Directions
The result should consist solely of the line containing "- needs to be 16x16" and the lines that follow it below, each reproduced exactly, the last line included.

Stored dataset items
PR #2897, opened 2015-10-11
Colors for B3 color stop

placegraphichere:
This is the second darkest of the 4 stops. It is also the “default”
standard Ps color stop.

- bg app color


iwehrman:
LGTM. Other fixes can happen later in the day.

PR #2898, opened 2015-10-11
Document Bar Tool Icons resized

placegraphichere:
- needs to be 16x16
- app search and maskmode icons


designedbyscience:
Look good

Answer space
- needs to be 16x16
- app search and maskmode icons


designedbyscience:
Look good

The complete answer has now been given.